◆ Problem details ◆
Using the entries below, output each line exactly from the first through the one that contains "johannessen: Good question.".

◆ Given information ◆

PR #16, opened 2022-04-03
RFC 0018: eliminate need for magic true value in modules

Ovid:
This was mistakenly opened on `master` instead of a branch. This is against a branch to allow me to create more RFCs in the future without pulling in this one.

Original discussion at https://github.com/Perl/RFCs/pull/14

Comments on that RFC have been addressed in this PR.


rfcs/rfc0018.md
```diff
@@ -0,0 +1,105 @@
+# A feature to automatically "yield true" at the end of a file
+
+## Preamble
+
+    Author:  Curtis "Ovid" Poe <curtis.poe@gmail.com>
+    Sponsor:
+    ID:      0018
+    Status:  Draft
```
johannessen, line 8: I suggest to follow [the proposed self-assigned ID scheme](https://github.com/Perl/RFCs/blob/main/docs/future.md#rfc-ids-and-how-to-self-assign) as long as this remains a draft: `OVID-0018`

Ovid: Thank you. I hadn't seen that doc.

How does that translate to the filename? Does it matter?

Ovid:
Per [johannessen](https://github.com/johannessen)'s comments, this has been renamed to [rfcs/rfcOVID-0018.md](https://github.com/Perl/RFCs/pull/16/files#diff-ebaaf51c679267eccd967fc2f6c0bd9aa21405f2b674b8318757557519466688)

rfcs/rfcOVID-0018.md
```diff
@@ -0,0 +1,105 @@
...
+
+    use feature 'yield_true';
+
+Code using the above does not need to return a magic true value when compiled.
+
+If the module explicitly returns a false value, we should consider if this can
+be ignored (I suspect this is usually a bug). However, the module author
+_might_ have conditional logic to explicitly return a false value in case
+there's a missing dependency (or for some other reason). Discussion might be
+useful here.
```
haarg, line 39: If the module author wants the module to fail to load, the proper thing to do is die with an actual error message.

rfcs/rfc0018.md
johannessen: Good question. In this particular case, I expect the RFC will leave “Draft“ status and gain an official ID quickly, so the draft file name may not matter at all.

In general, however, continuing `rfc` with no delimiter seems less than ideal, particularly when the author chooses to use a (lowercase) GitHub ID. I think inserting a hyphen would make sense (`rfc-OVID-0018.md` / `rfc-ovid-0018.md`).

rfcs/rfcOVID-0018.md
Ovid: I've fixed that in the RFC.

leonerd:
> Point 1: "yield true" is a really bad choice of name. It gives no hint at all about the fact that it's associated with the return value of require. It sounds more like something that might lexically alter the behaviour of boolean operators, perhaps? Maybe instead something like "require_returns_true"? I presume the idea is that, mostly, people won't actually be typing this; it will be enabled automatically by 'use v5.38' or whatever?

Yeah; it's unexpected that many people will actually use the feature by its name. The point is mostly just to put it into a feature bundle for a `use VERSION` declaration. And also, the name was a quick response from me to one of Ovid's earlier RFC ideas ("module"). It's likely there are better naming ideas around.

> Point 2: will it be truly lexically scoped? So if it appears in the top-most scope of a required file, it does it's thing, while in principle allowing for reversion to the old behaviour in an inner scope with a 'no feature "require_returns_true"', say?

It would be file-scoped, in practice. The only effect it has is to make a `require` of this file return true, so while you could toggle it within a smaller lexical scope of that file, it wouldn't do anything. The implementation would likely just test the state of the feature when it falls off the end of the file at the end, so any intermediate value changes it had in the middle wouldn't matter.

iabyn:
On Mon, Apr 04, 2022 at 03:59:20AM -0700, Paul Evans wrote:
> It would be file-scoped, in practice. The only effect it has is to make
> a `require` of this file return true, so while you could toggle it
> within a smaller lexical scope of that file, it wouldn't do anything.
> The implementation would likely just test the state of the feature when
> it falls off the end of the file at the end, so any intermediate value
> changes it had in the middle wouldn't matter.

But what about, e.g.

    package Foo;
    use feature 'require_returns_true';
    ...
    if (...) {
        no feature 'require_returns_true';
        return;     # ... or:
        return 0;   # ... or:
        return 1;
    }
    return;     # ... or:
    return 0;   # ... or:
    return 1;   # ... or:
    0;          # ... or:
    1;          #

Even if some of these permutations aren't useful, we still need to be
clear what happens in each case, document them, test them, and keep
them unchanged.

-- 
"But Sidley Park is already a picture, and a most amiable picture too.
The slopes are green and gentle. The trees are companionably grouped at
intervals that show them to advantage. The rill is a serpentine ribbon
unwound from the lake peaceably contained by meadows on which the right
amount of sheep are tastefully arranged." -- Lady Croom, "Arcadia"

haarg:
`require_returns_true` isn't really appropriate. `require` already always returns true.

The current RFC states that an explicit return would override this feature, meaning the feature only impacts end-of-file. So enabling or disabling the feature in an inner block would have no impact.

There are two ways this feature could work based on its current description, which would have an impact on things like naming.

The first is "current file ignores implicit return value and returns true". This is the simpler model and matches closer with the current behavior. It's essentially just a direct replacement for the `1;` at the end of a file, changing nothing else. However, it has an impact on `do` that may not be desired. Files loaded with `do` often have an implicit return value that the caller wants to use. And that would be ignored for files with a `use v5.40;` or similar which we want to be able to encourage universally.

The second option is "require of this file should ignore an implicit return and treat the return as true". This is more complex and needs more interaction between the file and the code loading it. In this model, the file is still returning the same value it always has, but if it is an implicit return, and `require` is the op checking the value, it needs to ignore that value and treat it as having returned true. And `do` would continue to return an implicit return value.

There is another model that could be used. `require` could always ignore the return value from the file if the feature was enabled. This is simpler than the previous option, but accomplishes essentially the same thing. It still needs special handling in `require`, but doesn't need to care about an implicit vs explicit return. In practice, the return value from a `require`ed file is not usable for anything. The only impact it will have on perl's behavior is throwing an error for a false value. This is better done by throwing a real error. If there is no real purpose for returning an explicit value, why complicate the model by trying to handle specially?

haarg:
As stated on #14, the PR this replaced, there is a difference between returning a false value and throwing an error. If an error is thrown, future attempts to require the same file will fail immediately without attempting to load the file at all. If a false value is returned, require will still throw an error, but attempting the load the module again will retry compiling the module.

I'm not particularly convinced that allowing the module to be recompiled is a useful feature, so I don't think the "return false" behavior needs to be facilitated under this feature. But others may disagree, and this would argue against the third option I proposed above.

rfcs/rfcOVID-0018.md
```diff
@@ -0,0 +1,104 @@
...
+
+Eliminate the need for a true value at the end of a Perl file.
+
+## Rationale
+
+There's no need to have a true value be hard-coded in our files that we
+`use`. Further, newer programmers can get confused because sometimes code
+_doesn't_ end with a true value but nonetheless compiles just fine because
+_something_ in the code returned a true value and the code compiles as a
+side-effect.
```
oodler577, line 27: It is my understanding that `use`, `do`, and `require` actually execute code. Sure there is the "compile" phase accessible via blocks like `BEGIN` but modules are not _loaded_ in some `perl -c` kind of way as far as I undertand it. So I think this might affect the whole point of this - a return code of some kind is actually required _or_ whatever is loading the code should be sandboxed in some kind of `eval` in order to keep the calling program from `die`'ing if things go sideways.

rfcs/rfcOVID-0018.md
```diff
@@ -0,0 +1,104 @@
...
+## Preamble
+
+    Author:  Curtis "Ovid" Poe <curtis.poe@gmail.com>
+    Sponsor:
+    ID:      OVID-0018
+    Status:  Draft
+
+## Abstract
+
+This RFC proposes a `yield_true` feature. When used, the current Perl _file_
```
leonerd, line 12: I'd avoid naming the feature so early; as we'll see later on the name has issues. Perhaps just put

    This RFC proposes a feature which, when used, causes the current Perl file to ...

rfcs/rfcOVID-0018.md
```diff
@@ -0,0 +1,104 @@
...
+
+There's no need to have a true value be hard-coded in our files that we
+`use`. Further, newer programmers can get confused because sometimes code
+_doesn't_ end with a true value but nonetheless compiles just fine because
+_something_ in the code returned a true value and the code compiles as a
+side-effect.
+
+## Specification
+
+    use feature 'yield_true';
```
leonerd, line 31: There have been a variety of comments that this name is not a good choice. Some other ideas inspired by the mailing list:

 * module_true
 * module_is_true

rfcs/rfcOVID-0018.md
```diff
@@ -0,0 +1,104 @@
...
+
+Code using the above does not need to return a magic true value when compiled.
```
leonerd, line 33: I'd avoid the word "magic" - that has a specific meaning in Perl which doesn't apply here.

rfcs/rfcOVID-0018.md
```diff
@@ -0,0 +1,104 @@
...
+
+If the module explicitly returns a false value, module loading will fail as it
```
leonerd, line 35: Do you mean "returns" as in "by use of the `return` keyword"? Might be best to spell that out specifically

rfcs/rfcOVID-0018.md
```diff
@@ -0,0 +1,104 @@
...
+does now. If the module author wants the module to fail to load under certain
+conditions, they should die with an appropriate error message rather than
```
leonerd, line 37: I'd suggest a slight wording change, to avoid suggesting that the author *themselves* should die ;)

Maybe something to the effect that "If the module author wants ..., they should use the `die` keyword or similar to arrange an appropriate exception to be thrown ..."

rfcs/rfcOVID-0018.md
```diff
@@ -0,0 +1,104 @@
...
+returning false.
+
+## Backwards Compatibility
+
+There are no compatibility concerns I'm aware of.
```
leonerd, line 42: Usually best to spell out that this is because we're only suggesting changing behaviour in the presence of a newly-added feature, which is not present in any existing code.

rfcs/rfcOVID-0018.md
```diff
@@ -0,0 +1,104 @@
+# A feature to automatically "yield true" at the end of a file
+
+## Preamble
+
+    Author:  Curtis "Ovid" Poe <curtis.poe@gmail.com>
+    Sponsor:
+    ID:      OVID-0018
```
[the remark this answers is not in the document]
johannessen: @leonerd When the PSC formally assigns IDs, could we get them listed under ["Exploratory" in README.md](https://github.com/Perl/RFCs/blob/main/README.md#exploratory), please?

Ovid:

◆ Exercise result ◆
PR #16, opened 2022-04-03
RFC 0018: eliminate need for magic true value in modules

Ovid:
This was mistakenly opened on `master` instead of a branch. This is against a branch to allow me to create more RFCs in the future without pulling in this one.

Original discussion at https://github.com/Perl/RFCs/pull/14

Comments on that RFC have been addressed in this PR.


rfcs/rfc0018.md
```diff
@@ -0,0 +1,105 @@
+# A feature to automatically "yield true" at the end of a file
+
+## Preamble
+
+    Author:  Curtis "Ovid" Poe <curtis.poe@gmail.com>
+    Sponsor:
+    ID:      0018
+    Status:  Draft
```
johannessen, line 8: I suggest to follow [the proposed self-assigned ID scheme](https://github.com/Perl/RFCs/blob/main/docs/future.md#rfc-ids-and-how-to-self-assign) as long as this remains a draft: `OVID-0018`

Ovid: Thank you. I hadn't seen that doc.

How does that translate to the filename? Does it matter?

Ovid:
Per [johannessen](https://github.com/johannessen)'s comments, this has been renamed to [rfcs/rfcOVID-0018.md](https://github.com/Perl/RFCs/pull/16/files#diff-ebaaf51c679267eccd967fc2f6c0bd9aa21405f2b674b8318757557519466688)

rfcs/rfcOVID-0018.md
```diff
@@ -0,0 +1,105 @@
...
+
+    use feature 'yield_true';
+
+Code using the above does not need to return a magic true value when compiled.
+
+If the module explicitly returns a false value, we should consider if this can
+be ignored (I suspect this is usually a bug). However, the module author
+_might_ have conditional logic to explicitly return a false value in case
+there's a missing dependency (or for some other reason). Discussion might be
+useful here.
```
haarg, line 39: If the module author wants the module to fail to load, the proper thing to do is die with an actual error message.

rfcs/rfc0018.md
johannessen: Good question. In this particular case, I expect the RFC will leave “Draft“ status and gain an official ID quickly, so the draft file name may not matter at all.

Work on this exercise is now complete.